The story continues: Jacob was left alone; and a man wrestled with him until daybreak. 25When the man saw that he did not prevail against Jacob, he struck him on the hip socket; and Jacob’s hip was put out of joint as he wrestled with him. 26Then he said, “Let me go, for the day is breaking.” But Jacob said, “I will not let you go, unless you bless me.” 27So he said to him, “What is your name?” And he said, “Jacob.” 28Then the man said, “You shall no longer be called Jacob, but Israel, for you have striven with God and with humans, and have prevailed.” 29Then Jacob asked him, “Please tell me your name.” But he said, “Why is it that you ask my name?” And there he blessed him. 30So Jacob called the place Peniel, saying, “For I have seen God face to face, and yet my life is preserved.” 31The sun rose upon him as he passed Penuel, limping because of his hip.

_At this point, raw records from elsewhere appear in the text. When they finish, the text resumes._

Issue #318, opened 2019-09-25
[POC] Automatically parsing CMDUs into a collection of TLVs (blindly parsing attributes)


Galvien:
## Abstract

Currently, we have no way to "blindly" parse TLVs (or other structures) from the buffer into objects. I'm suggesting a proof of concept in hope to address this issue: a function that generates switch clauses for parsing structures by their ID, given the files describing each ID's relevant structure in our codebase.
The function is planned to be generic, not only for parsing CMDUs into TLVs but also for later tasks such as parsing WSC attributes, but during my description I could refer specifically to the process of parsing CMDUs into TLVs, for easier understanding.

## Description
The function will be added to TLVf, and will take as an input a few parameters, but mainly:

1.  A collection of tuples of  configuration YAML file names, and the converter functions for each yaml file: 
    - Each tuple in the collection consists of:
      + A YAML file describes an enum of the relevant structures, i.e. an enum of multiAP TLVs.
      + A converter function, specifying TLVf the method of converting the enum values into class names, e.g. [eTlvType.yaml] `TLV_AL_MAC_ADDRESS_TYPE: 0x01` &rightarrow; [Class]`ieee1905_1::tlvAlMacAddressType`
this could be as simple as removing underscores and applying camel case or as complicated as going through each class' YAML file to determine the class-enum value relation.
2. The parameter to run the switch clause on, i.e. the enum index of the class. e.g the result of `getNextTlvType()`

Finally , the function will generate and return a list of lines, representing c++ code of switch clause with the relevant `addClass<T>()` (or whatever relevant function description, this is also a parameter) calls for each value in the enums.

This should solve our current issues with parsing unknown structures, with minimal manual code writing. All the function needs to "know" is the general "family" of the input structures, e.g whether it's a CMDU containing TLVs, in order to determine which YAML file to reference.

arnout:
I don't think it makes sense to have a configurable converter function. We only have two TLV enums at the moment: one for ieee1905 + multiAP (which is in fact spread over two enums, but I think that unnecessarily complicates things), and one for WSC attributes. But the WSC attributes aren't even specified as TLV types yet, so for they anyway need to be changed, so if they have a different converter, then we can/should change the class or enum names.

arnout:
[...]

Of this text Harvey Gillman wrote: We struggle with the mystery on the bank of a river, at the crossing of a threshold. We struggle all night; we demand to be blessed by the angel at the threshold of a new territory; we will not let go even when we are rendered lame by the angel; but at the end we are transformed; we change from Jacob to Israel; we find in the dignity of the search for meaning a new deeper self. To hear and heed, to know and to follow the truth which reality discloses to us — that is the quest. Not with certainty, not a truth better than that of other people, but the truth which is revealed to us in our life and to which we try to come to terms within the community of seekers in which we find ourselves.
Spirituality in this way is perceived as a deep attending to and communion with the Spirit, fleshed out, embodied, incarnate even, in this beautiful, sacred, scarred and polluted reality of which we ourselves are a part. Spirituality is beholding with love this world in which we find ourselves. To talk of the spiritual life without an ethical dimension and in contradiction to scientific exploration is a futile endeavor. We explore together our spiritual insights, give form to the search in our corporate worship, and live out our findings, experimentally, in testimony.
The great Quaker insight and challenge is that “we answer that of God in everyone.” In a recent correspondence in the British weekly, The Friend, there was a discussion as to what was meant by “answering.” Someone pointed out that George Fox’s basic idea was that there was a seed or a light from God in each of us. But actually that seed often lay dormant; the light was dim. The role of one human being for another was that we help the seed in each other to grow. We call out the divine in each other. This is in fact the basis of our testimonies. But before we can do that we must actually see each other. We must give each other attention as each is a unique, precious, child of God. The first challenge of the spiritual life is that of seeing, of attending, of witnessing.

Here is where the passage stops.